I picked up a Bighorn XL pellet grill last week and was wondering about a couple of things:

1. What is the highest temperature you've been able to reach in smoke mode?

2. When you adjust the hood/cap on the chimney does raising it or lowering it make the temperature go higher? I understand that the P0 setting will deliver the highest heat but haven't seen a significant difference with the chimney hood/cap up or down.

3. Have you been smoking in smoke or cook mode? Ideally I'd like to get to around 225F but haven't been able to do that in smoke mode.

4. If you're going to use smoke mode do you preheat the grill on high and then turn the knob back to smoke?


----------



## Steven Peters

I have owned the Bighorn XL for about a month.  The only issue I have had was on a longer smoke with pork butt, I got down near the bottom of the pellets in the hopper and the interior design of the hopper allowed for the pellets to not all feed into the auger.  This resulted in having to do a restart, which was no big deal, but I was glad I was watching closely. To answer your questions above...

1. I have not fully tested smoke mode upper temp limit.  Both of my smokes, held around 180-200 with a little higher fluctuation on the smoke setting.  About 2 hours into the longer smoke, I switched to cook and set it at 225.  I figured the meat would only take on so much smoke anyway.  It immediately jumped to about 260, before settling in the 220 range.  Some people had advised they seldom use the smoke option and instead get enough smoke from a lower end cook setting such as 225.

2. I wondered about the hood cap on the chimney.  It didn't say anything in the directions, so I screwed it all the way in and left it like that in both instances.
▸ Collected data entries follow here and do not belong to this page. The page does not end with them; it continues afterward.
PR #18708, opened 2025-06-16
Disallow newlines in format specifiers of single quoted f- or t-strings

MichaReiser:
## Summary

This PR disallows newlines in format specifiers of single-quoted f- and t-strings. This aligns ruff's behavior with CPython's upstream behavior. 

I think we should wait with merging this PR until after the next release so that the formatter can fix-up invalid format specifiers. 

Part of https://github.com/astral-sh/ruff/issues/18632

Fixes https://github.com/astral-sh/ruff/issues/18730

Issue #11820, opened 2024-06-10
formatter deviation: line break not occurring on assignments where LHS goes over line-length


jonathan-hill-visasq:
I'm seeing a case where black is expanding an assignment but ruff is not - even re-writing the black formatted result.

To keep it concise, this example uses an ultra-short line-length of 14:

Input
```
long_variable_name = 1234
```

Black:
```
long_variable_name = (
    1234
)
```

Ruff:
```
long_variable_name = 1234

```

This seems to occur only when the name of the variable assigned to, is longer than line-length (so expanding the line won't bring it within the allowed length).

I can't find this in the documented deviations or other issues at present, and this doesn't seem to be a duplicate of another issue.

MichaReiser:
Yes, I can confirm that #8940 would fix the deviation. The problem is, that the PR has a few regressions around call expression formatting, which is why the PR was abandoned. So fixing this requires some more work and is also something that I don't think we can fix outside of a new formatter style guide as it would change how already formatted code gets formatted.

PR #20794, opened 2025-10-09
Update Black tests

ntBre:
Summary
--

```shell
git clone git@github.com:psf/black.git ../other/black
crates/ruff_python_formatter/resources/test/fixtures/import_black_tests.py ../other/black
```

Then ran our tests and accepted the snapshots

I had to make a small fix to our tuple normalization logic for `del` statements
in the second commit, otherwise the tests were panicking at a changed AST. I
think the new implementation is closer to the intention described in the nearby
comment anyway, though.

The first commit adds the new Python, settings, and `.expect` files, the next three commits make some small
fixes to help get the tests running, and then the fifth commit accepts all but one of the new snapshots. The last commit includes the new unsupported syntax error for one f-string example, tracked in #20774.

Test Plan
--

Newly imported tests. I went through all of the new snapshots and added review comments below. I think they're all expected, except a few cases I wasn't 100% sure about.

### DIFF
--- a/crates/ruff_python_formatter/tests/snapshots/black_compatibility@cases__fstring.py.snap
+++ b/crates/ruff_python_formatter/tests/snapshots/black_compatibility@cases__fstring.py.snap
@@ -72,3 +72,17 @@ f'Hello \'{tricky + "example"}\''
 f"Tried directories {str(rootdirs)} \
 but none started with prefix {parentdir_prefix}"
 ```
+
+## New Unsupported Syntax Errors
+
+error[invalid-syntax]: Cannot reuse outer quote character in f-strings on Python 3.10 (syntax was added in Python 3.12)
+ --> fstring.py:6:9
+  |
+4 | f"some f-string with {a} {few():.2f} {formatted.values!r}"
+5 | f"some f-string with {a} {few(''):.2f} {formatted.values!r}"
+6 | f"{f'''{"nested"} inner'''} outer"
+  |         ^
+7 | f'"{f"{nested} inner"}" outer'
+8 | f"space between opening braces: { {a for a in (1, 2, 3)} }"
+  |
+warning: Only accept new syntax errors if they are also present in the input. The formatter should not introduce syntax errors.


crates/ruff_python_formatter/tests/snapshots/black_compatibility@cases__remove_lone_list_item_parens.py.snap
```diff
@@ -0,0 +1,283 @@
...
+items = [
+    (
+        {"key1": "val1", "key2": "val2", "key3": "val3"}
+        if some_var == "long strings"
+        else {"key": "val"}
+    )  # comment
+]  # comment
+```
+
+## Black Differences
```
ntBre, line 90: These look like known deviations since we don't implement the `remove_lone_list_item_parens` style  yet.

crates/ruff_python_formatter/tests/snapshots/black_compatibility@cases__type_param_defaults.py.snap
```diff
@@ -25,14 +24,16 @@ def trailing_comma1[T=int,](a: str):
 
 def trailing_comma2[T=int](a: str,):
     pass
+
+def weird_syntax[T=lambda: 42, **P=lambda: 43, *Ts=lambda: 44](): pass
```
ntBre, line 28: This is the only new code in this file, I think we've gotten closer to black here, if I'm interpreting the diff correctly.

crates/ruff_python_formatter/tests/snapshots/black_compatibility@cases__cantfit.py.snap
```diff
@@ -0,0 +1,204 @@
...
++this_is_a_ridiculously_long_name_and_nobody_in_their_right_mind_would_use_one_like_it = 1  # with a comment
+ this_is_a_ridiculously_long_name_and_nobody_in_their_right_mind_would_use_one_like_it = [
+     1,
+     2,
+     3,
+ ]
+-this_is_a_ridiculously_long_name_and_nobody_in_their_right_mind_would_use_one_like_it = (
+-    function()
+-)
++this_is_a_ridiculously_long_name_and_nobody_in_their_right_mind_would_use_one_like_it = function()
```
ntBre, line 68: These all look like improvements to me, but I'm slightly confused about this case and the one above without comments. Maybe we have a slightly different line-length metric from black, I'm not sure why they wrap these.

crates/ruff_python_formatter/tests/snapshots/black_compatibility@cases__fmtskip10.py.snap
```diff
@@ -0,0 +1,76 @@
...
+
+## Black Differences
+
+```diff
+--- Black
++++ Ruff
+@@ -1,8 +1,14 @@
+-def foo(): return "mock"  # fmt: skip
+-if True: print("yay")  # fmt: skip
+-for i in range(10): print(i)  # fmt: skip
```
ntBre, line 26: These are related to https://github.com/astral-sh/ruff/issues/11216 and https://github.com/astral-sh/ruff/pull/20633, Dylan's PR will probably clean them up!

crates/ruff_python_formatter/tests/snapshots/black_compatibility@cases__fmtskip10.py.snap
```diff
@@ -0,0 +1,76 @@
...
++    print(i)  # fmt: skip
+ 
+-j =     1 # fmt: skip
+-while j < 10: j += 1  # fmt: skip
++j =     1  # fmt: skip
++while j < 10:
++    j += 1  # fmt: skip
+ 
+-b = [c for c in "A very long string that would normally generate some kind of collapse, since it is this long"] # fmt: skip
++b = [c for c in "A very long string that would normally generate some kind of collapse, since it is this long"]  # fmt: skip
```
ntBre, line 43: I'm less sure about this case and the `j =     1` case above. It looks like we're adding a space before the `# fmt: skip`. It seems like we should probably skip that too.

crates/ruff_python_formatter/tests/snapshots/black_compatibility@cases__fstring.py.snap
```diff
@@ -72,3 +72,17 @@ f'Hello \'{tricky + "example"}\''
 f"Tried directories {str(rootdirs)} \
 but none started with prefix {parentdir_prefix}"
 ```
+
+## New Unsupported Syntax Errors
+
+error[invalid-syntax]: Cannot reuse outer quote character in f-strings on Python 3.10 (syntax was added in Python 3.12)
```
ntBre, line 78: Bug tracked in https://github.com/astral-sh/ruff/issues/20774.

crates/ruff_python_formatter/tests/snapshots/black_compatibility@cases__fstring_quotations.py.snap
```diff
@@ -0,0 +1,126 @@
...
+
+```diff
+--- Black
++++ Ruff
+@@ -20,7 +20,7 @@
+     + f'bbbbbbbbbbbbbbbbbbbbbbbbbbbbbbbbbbbbbbbbbbbbbbbbbbbbbbbbbbbbb"{"b"}"'
+ )
+ 
+-a = f'bbbbbbb"{"b"}"' "aaaaaaaa"
++a = f'bbbbbbb"{"b"}"aaaaaaaa'
```
ntBre, line 54: Seems intentional, we merge implicitly concatenated strings.

crates/ruff_python_formatter/tests/snapshots/black_compatibility@cases__generics_wrapping.py.snap
```diff
@@ -0,0 +1,561 @@
...
+ 
+ 
+ def func[
+     T,  # comment but it's long so it doesn't just move to the end of the line
+     U,  # comment comment comm comm ent ent
+-    Z: int,  # comment ent ent comm comm comment
++    Z: # comment ent ent comm comm comment
++    int,
+ ]():
+     pass
```
ntBre, line 212: I think our formatting looks better for most of these, but this one looks a bit weird splitting the `Z:` and the `int` annotation. That's what the input looks like though, so we've preserved more of the original formatting.

crates/ruff_python_formatter/tests/snapshots/black_compatibility@cases__long_strings__type_annotations.py.snap
```diff
@@ -0,0 +1,114 @@
...
++++ Ruff
+@@ -21,6 +21,6 @@
+ 
+ 
+ def func(
+-    argument: "int |" "str",
+-) -> Set["int |" " str"]:
++    argument: ("int |str"),
++) -> Set["int | str"]:
+     pass
```
ntBre, line 51: The implicit concatenation here seems nice, maybe a bit weird that we preserve the parens though.

crates/ruff_python_formatter/tests/snapshots/black_compatibility@cases__pep604_union_types_line_breaks.py.snap
ntBre, line 1: Should we revert this? We had a commit to fix the typos, but they get restored by our script. Maybe we should fix the typos upstream?

crates/ruff_python_formatter/tests/snapshots/black_compatibility@cases__pep_701.py.snap
```diff
@@ -80,8 +80,9 @@ x = f"a{2+2:=^{foo(x+y**2):something else}}b"
 x = f"a{2+2:=^{foo(x+y**2):something else}one more}b"
 f'{(abc:=10)}'
 
-f"This is a really long string, but just make sure that you reflow fstrings {
-    2+2:d}"
+f"""This is a really long string, but just make sure that you reflow fstrings {
+    2+2:d
+}"""
```
ntBre, line 85: This test case was changed in #18708, should we revert this too?

crates/ruff_python_formatter/tests/snapshots/black_compatibility@cases__prefer_rhs_split_reformatted.py.snap
```diff
@@ -0,0 +1,123 @@
...
+         a=1,
+-        b=(
+-            2 if some_kind_of_data is not None else some_other_kind_of_data
+-        ),  # some explanation of why this is actually necessary
++        b=2
++        if some_kind_of_data is not None
++        else some_other_kind_of_data,  # some explanation of why this is actually necessary
+         c=3,
+     )
+ )
```
ntBre, line 48: As noted in the comment above, this test case was added as part of a fix for https://github.com/psf/black/issues/1187. Before that, black had the same style as ruff. I can't quite tell if this is a known/expected deviation.

crates/ruff_python_formatter/tests/snapshots/black_compatibility@cases__preview_comments7.py.snap
```diff
@@ -157,7 +156,12 @@ square = Square(4) # type: Optional[Square]
 ```diff
 --- Black
 +++ Ruff
-@@ -34,13 +34,9 @@
+@@ -29,17 +29,14 @@
+     MyLovelyCompanyTeamProjectComponent as component,  # DRY
+ )
+ 
++
+ result = 1  # look ma, no comment migration xxxxxxxxxxxxxxxxxxxxxxxxxxxxxxxxxxxxxxxxxxxxxxxxxxxxxxx
```
ntBre, line 164: I'm confused about this one. The .py file didn't change for this, and it looks like our diff output just changed a bit, or we're adding a blank line for some reason.

If I actually run the formatter on this file, we're not adding a blank line, so this seems like some kind of diff artifact.

And diffing 0.13.3 (my system ruff) against this PR's version shows nothing too:

```shell
> diff \
<(cargo run -p ruff -- format --no-cache --check --preview  crates/ruff_python_formatter/resources/test/fixtures/black/cases/preview_comments7.py)  \
<(ruff format --no-cache --check --preview  crates/ruff_python_formatter/resources/test/fixtures/black/cases/preview_comments7.py)
    Finished `dev` profile [unoptimized + debuginfo] target(s) in 0.15s
     Running `target/debug/ruff format --no-cache --check --preview crates/ruff_python_formatter/resources/test/fixtures/black/cases/preview_comments7.py`
```

crates/ruff_python_formatter/tests/snapshots/black_compatibility@cases__preview_import_line_collapse.py.snap
ntBre, line 1: These are related to the `always_one_newline_after_import` preview style tracked in the style guide issue.

crates/ruff_python_formatter/tests/snapshots/black_compatibility@cases__preview_long_dict_values.py.snap
ntBre, line 1: I _think_ these are expected. The quoting changes are definitely expected, the .py file was modified upstream in https://github.com/psf/black/pull/4377, and this file is a test for `wrap_long_dict_values_in_parens`, which we intentionally don't support yet.

crates/ruff_python_formatter/tests/snapshots/black_compatibility@cases__preview_long_strings.py.snap
ntBre, line 1: These also seem expected to me, I think the changes are just a shift from the extra "very" added to one of the strings.

crates/ruff_python_formatter/tests/snapshots/black_compatibility@cases__preview_long_strings__regression.py.snap
```diff
@@ -1171,13 +1171,21 @@ s = f'Lorem Ipsum is simply dummy text of the printing and typesetting industry:
...
  # Regression test for https://github.com/psf/black/issues/3506.
- s = f"With single quote: '  {my_dict['foo']} With double quote: \"  {my_dict['bar']}"
+ # Regressed again by https://github.com/psf/black/pull/4498
+-s = (
+-    "With single quote: ' "
+-    f" {my_dict['foo']}"
+-    ' With double quote: " '
+-    f' {my_dict["bar"]}'
+-)
++s = f"With single quote: '  {my_dict['foo']} With double quote: \"  {my_dict['bar']}"
```
ntBre, line 1184: I think this is expected and in line with the `string_processing` preview style.

crates/ruff_python_formatter/tests/snapshots/black_compatibility@cases__preview_multiline_strings.py.snap
ntBre, line 1: These should be expected in line with `multiline_string_handling` being a non-goal.

crates/ruff_python_formatter/tests/snapshots/black_compatibility@cases__preview_remove_multiline_lone_list_item_parens.py.snap
ntBre, line 1: These seem expected, more `lone_list_item` changes.

crates/ruff_python_formatter/tests/snapshots/black_compatibility@cases__preview_wrap_comprehension_in.py.snap
ntBre, line 1: Expected, `wrap_comprehension_in` feature that we plan to implement.

crates/ruff_python_formatter/tests/snapshots/black_compatibility@cases__remove_except_types_parens.py.snap
ntBre, line 1: These should be fixed in https://github.com/astral-sh/ruff/pull/20768.

crates/ruff_python_formatter/tests/snapshots/black_compatibility@cases__cantfit.py.snap
ntBre: After looking around a bit more, I think this is related to https://github.com/astral-sh/ruff/issues/11820.

crates/ruff_python_formatter/tests/snapshots/black_compatibility@cases__fmtskip10.py.snap
MichaReiser: Yes, we format the `fmt: skip` comment. I don't think this is something that we need to change.

crates/ruff_python_formatter/tests/snapshots/black_compatibility@cases__generics_wrapping.py.snap
MichaReiser: I think it's okay. It's not like Ruff makes it worse. It's just that the user put the comment there.

crates/ruff_python_formatter/tests/snapshots/black_compatibility@cases__long_strings__type_annotations.py.snap
MichaReiser: Removing parens would set a new precedence but we could

crates/ruff_python_formatter/tests/snapshots/black_compatibility@cases__pep_701.py.snap
MichaReiser: We can change it or leave it as is if the test framework can handle it just fine.

crates/ruff_python_formatter/tests/snapshots/black_compatibility@cases__prefer_rhs_split_reformatted.py.snap
MichaReiser: I don't think this is intentional but I'm not sure it's worth fixing

crates/ruff_python_formatter/tests/snapshots/black_compatibility@cases__preview_comments7.py.snap
MichaReiser: The `.expect` file changed. I expect this to be because black changed the number of empty lines after imports.

We'll have to be cautious about that change because I suspect it breaks isort compatibility.

crates/ruff_python_formatter/tests/snapshots/black_compatibility@cases__type_param_defaults.py.snap
```diff
@@ -44,35 +45,18 @@ def trailing_comma2[T=int](a: str,):
...
+ def simple[T = something_that_is_long](
+@@ -27,9 +27,7 @@
  
-@@ -31,7 +31,7 @@
+ def trailing_comma1[
+     T = int,
+-](
+-    a: str,
+-):
++](a: str):
```
MichaReiser, line 56: Huh, we ignore the trailing comma

ntBre: Oh, this might actually be okay. This is the input:

```py
def trailing_comma1[T=int,](a: str):
    pass
```

So we respect the trailing comma in the type parameters, and there's no trailing comma in the function parameters.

3 & 4.  I used a combination of both settings during my smokes.  Initial start up on smoke with grill lid open, then close until the grill gets to 200-225 on smoke setting, then open and add my meat.  Go for a period of time at that setting, (2 hours is about what I tried) then transition to cook at 225 or 250.
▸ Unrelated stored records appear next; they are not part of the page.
PR #20795, opened 2025-10-09
[ty] avoid standalone expressions for simple subscript targets

carljm:
## Summary

We don't need the RHS of a simple assignment statement of the form `x[0] = ...` to be a standalone expression, if there is just one target and no unpacking. Eliminate these standalone expressions to reduce Salsa memory usage.

## Test Plan

Existing tests.


carljm:
No performance or memory impact, and I think this makes the code invariants slightly more confusing, so not going to merge it.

I had a great result and the perfect amount of smoke taste for my liking.  I cooked pork butt on one smoke and then boneless chicken breasts on the other.  The chicken breasts I expected to be somewhat dry, but I basted/mopped several times with a OJ/sauce mixture and watched their internal temp like a hawk.  When they were done, I pulled and let sit before slicing and serving. Fantastic results! All pellet grills have some quirks and are not a set it and forget it option.  Definitely a learning curve, but a fun venture either way.


----------



## dirkster

unclewoody said:


> I picked up a Bighorn XL pellet grill last week and was wondering about a couple of things:
> 
> 1. What is the highest temperature you've been able to reach in smoke mode?
> 
> 2. When you adjust the hood/cap on the chimney does raising it or lowering it make the temperature go higher? I understand that the P0 setting will deliver the highest heat but haven't seen a significant difference with the chimney hood/cap up or down.
> 
> 3. Have you been smoking in smoke or cook mode? Ideally I'd like to get to around 225F but haven't been able to do that in smoke mode.
> 
> 4. If you're going to use smoke mode do you preheat the grill on high and then turn the knob back to smoke?
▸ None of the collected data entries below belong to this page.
PR #20796, opened 2025-10-10
[ty] Use declared variable types as bidirectional type context

ibraheemdev:
## Summary

Use the declared type of variables as type context for the RHS of assignment expressions, e.g.,
```py
x: list[int | str]
x = [1]
reveal_type(x)  # revealed: list[int | str]
```

### DIFF
--- a/crates/ty_python_semantic/src/types/infer/builder.rs
+++ b/crates/ty_python_semantic/src/types/infer/builder.rs
@@ -1345,7 +1345,16 @@ impl<'db, 'ast> TypeInferenceBuilder<'db, 'ast> {
         true
     }
 
-    fn add_binding(&mut self, node: AnyNodeRef, binding: Definition<'db>, ty: Type<'db>) {
+    /// Add a binding for the given definition.
+    ///
+    /// Returns the result of the `infer_value_ty` closure, which is called with the declared type
+    /// as type context.
+    fn add_binding(
+        &mut self,
+        node: AnyNodeRef,
+        binding: Definition<'db>,
+        infer_value_ty: impl FnOnce(&mut Self, TypeContext<'db>) -> Type<'db>,
+    ) -> Type<'db> {
         /// Arbitrary `__getitem__`/`__setitem__` methods on a class do not
         /// necessarily guarantee that the passed-in value for `__setitem__` is stored and
         /// can be retrieved unmodified via `__getitem__`. Therefore, we currently only
@@ -1390,7 +1399,6 @@ impl<'db, 'ast> TypeInferenceBuilder<'db, 'ast> {
         let file_scope_id = binding.file_scope(db);
         let place_table = self.index.place_table(file_scope_id);
         let use_def = self.index.use_def_map(file_scope_id);
-        let mut bound_ty = ty;
 
         let global_use_def_map = self.index.use_def_map(FileScopeId::global());
         let place_id = binding.place(self.db());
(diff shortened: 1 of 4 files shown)


ibraheemdev:
This is more complicated for class attributes as may need to infer the RHS multiple times during attribute resolution. This is similar to what we do for function overloads, but the difference is that the RHS of an assignment statement is a standalone expression, so I'm not exactly sure how to approach this. We may be able to collect the possible type contexts beforehand and infer the intersection as the single type for the expression, but this needs more work.

I'm going to cut down this PR to just handle simple assignment statements, and implement class attributes in a followup PR.

carljm:
Took a look at some of the ecosystem hits here, just documenting what I found:

* aioredis is https://github.com/astral-sh/ty/issues/1248
* bandersnatch seems like it might be an issue with this PR? Even with `Unknown | None` as the type context, I don't see why we shouldn't narrow away the `None` from the conditional assignment
* similarly with cki-lib, it looks like this may be causing us to fail to narrow types in a problematic way

IIRC our approach to type context is generally just to union it in in the specialization builder? It seems like this approach may need some refinement in cases where the type context is a union, so we avoid unioning in any elements of the context union that are definitely not part of the type of the expression we are inferring?

carljm:
I guess the issue isn't really new to this PR, it already exists: https://play.ty.dev/6d7b5e71-848a-4091-90ea-b56f548a5eff

I think in that case it's going to be important that we can at least narrow away the `None`.

ibraheemdev:
https://github.com/astral-sh/ruff/pull/20528 adds a `filter_disjoint_elements` operation that we might be able to use here (though I'm not sure if will work as is for `T | None`).

dcreager:
> I think in that case it's going to be important that we can at least narrow away the `None`.

Discussed this a bit with @ibraheemdev just now, and I think a rewording of this that I strongly agree with is that we should reveal the same types for `x` and `y` in: [[playground](https://play.ty.dev/c7c679db-2465-4cc9-8e04-0f7e25833214)]

```py
def id[T](x: T) -> T:
    return x

def _(i: int):
    x: int | None = id(i)
    y: int | None = i
    reveal_type(x)
    reveal_type(y)  # revealed: int
```

crates/ty_python_semantic/src/types/infer/builder.rs
```diff
@@ -1332,7 +1332,16 @@ impl<'db, 'ast> TypeInferenceBuilder<'db, 'ast> {
...
+    /// Add a binding for the given definition.
+    ///
+    /// Returns the result of the `infer_value_ty` closure, which is called with the declared type
+    /// as type context.
+    fn add_binding(
+        &mut self,
+        node: AnyNodeRef,
+        binding: Definition<'db>,
+        infer_value_ty: impl FnOnce(&mut Self, TypeContext<'db>) -> Type<'db>,
+    ) -> Type<'db> {
```
dcreager, line 1357: nit: Most of the callers below don't look to be using the type context, and provide a closure that just immediately returns the previous `ty` parameter. You can reduce the churn on the diff by keeping `add_binding` with its existing signature, and calling this new variant e.g. `add_binding_with_type_context`.

```rust
fn add_binding(&mut self, node: AnyNodeRef, binding: Definition<'db>, ty: Type<'db>) {
    self.add_binding_with_context(node, binding, |_, _| ty);
}
```

ibraheemdev:
The diff is between this PR and https://github.com/astral-sh/ruff/pull/20875. The ecosystem report looks good, mostly positive changes and a couple regressions due to other known limitations (i.e. https://github.com/astral-sh/ty/issues/1248).

crates/ty_python_semantic/src/types/infer/builder.rs
ibraheemdev: This has come up a few times, and I think I would prefer to keep the signature as is for now, because I think it's useful to know when there is a potential type context available that is being ignored, and in fact there are a couple of cases where we probably could be using the type context, but I've held off for now.

dcreager (approved):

I have one of the older models of this smoker and love to cook pizza on it.  I fabricated an insulating blanket from welding felt and can get temps close to 450.  I also can smoke in the dead of winter and use little fuel.  I found the felt really cheap here:  https://store.cyberweld.com/panfelwelbla.html .  I enjoy this smoker and think it works well.  A friend of mine bought a rec-tec ( a bit more money ) and I like his better.  Just waiting for this one to crap out before buying one of those.


----------



## heydude

I just bought one of these and it is the biggest pos. It has never worked properly, wont maintain even a smoke temp, wont get above 350 to cook for any amount of time. Does anyone know the customer service number for Bighorn Pellet grills? Thanks in advance.


----------



## RCAlan

heydude said:


> I just bought one of these and it is the biggest pos. It has never worked properly, wont maintain even a smoke temp, wont get above 350 to cook for any amount of time. Does anyone know the customer service number for Bighorn Pellet grills? Thanks in advance.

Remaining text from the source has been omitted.